_WHAT NEEDS TO BE DONE_: Counting only lines that contain "Computronic", how many are there in the records below? Give the figure alone.
__________________________________________________
PR #4369, opened 2025-02-16
Add Nil Checks for Pocket-Sized Computronic Device Logic

joshjau:
Added safety checks to prevent crashes when handling the Pocket-Sized Computronic Device. Now, the code verifies both the punchcard's item ID (redID) and its mapped action (action) exist before using them. This avoids errors when the device or its gem data is missing or invalid.

### DIFF
--- a/Events.lua
+++ b/Events.lua
@@ -940,11 +940,11 @@ do
                 local redID = tonumber( redLink:match("item:(%d+)") )
                 local action = class.itemMap[ redID ]
 
-                if action then
-                    state.set_bonus[ action ] = 1
-                    state.set_bonus[ redID ] = 1
-                    class.abilities.pocketsized_computation_device = class.abilities[ action ]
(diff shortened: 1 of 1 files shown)


Events.lua
```diff
@@ -940,11 +940,11 @@ do
                 local redID = tonumber( redLink:match("item:(%d+)") )
                 local action = class.itemMap[ redID ]
 
-                if action then
-                    state.set_bonus[ action ] = 1
-                    state.set_bonus[ redID ] = 1
-                    class.abilities.pocketsized_computation_device = class.abilities[ action ]
-                    class.abilities[ tName ] = class.abilities[ action ]
+                if redID and action then
+                    state.set_bonus[action] = 1
```
syrifgit, line 944: No need to change the formatting.

`state.set_bonus[ action ] = 1` with spaces around the insides of brackets

syrifgit (changes requested):

PR #4370, opened 2025-02-16
Improve Metamorphosis timestamp initialization

joshjau:
Initialize last_metamorphosis to 0 in reset_precast to prevent type errors when tracking ability timestamps. Ensures proper integer comparison for metamorphosis cooldown calculations.


syrifgit:
These references to last meta / eyebeam are completely removed in 11.1 branch

syrifgit:
Closing as this is not needed, see above comment and the 11.1 branch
__________________________________________________
_SOLUTION TO THE EXERCISE_: 2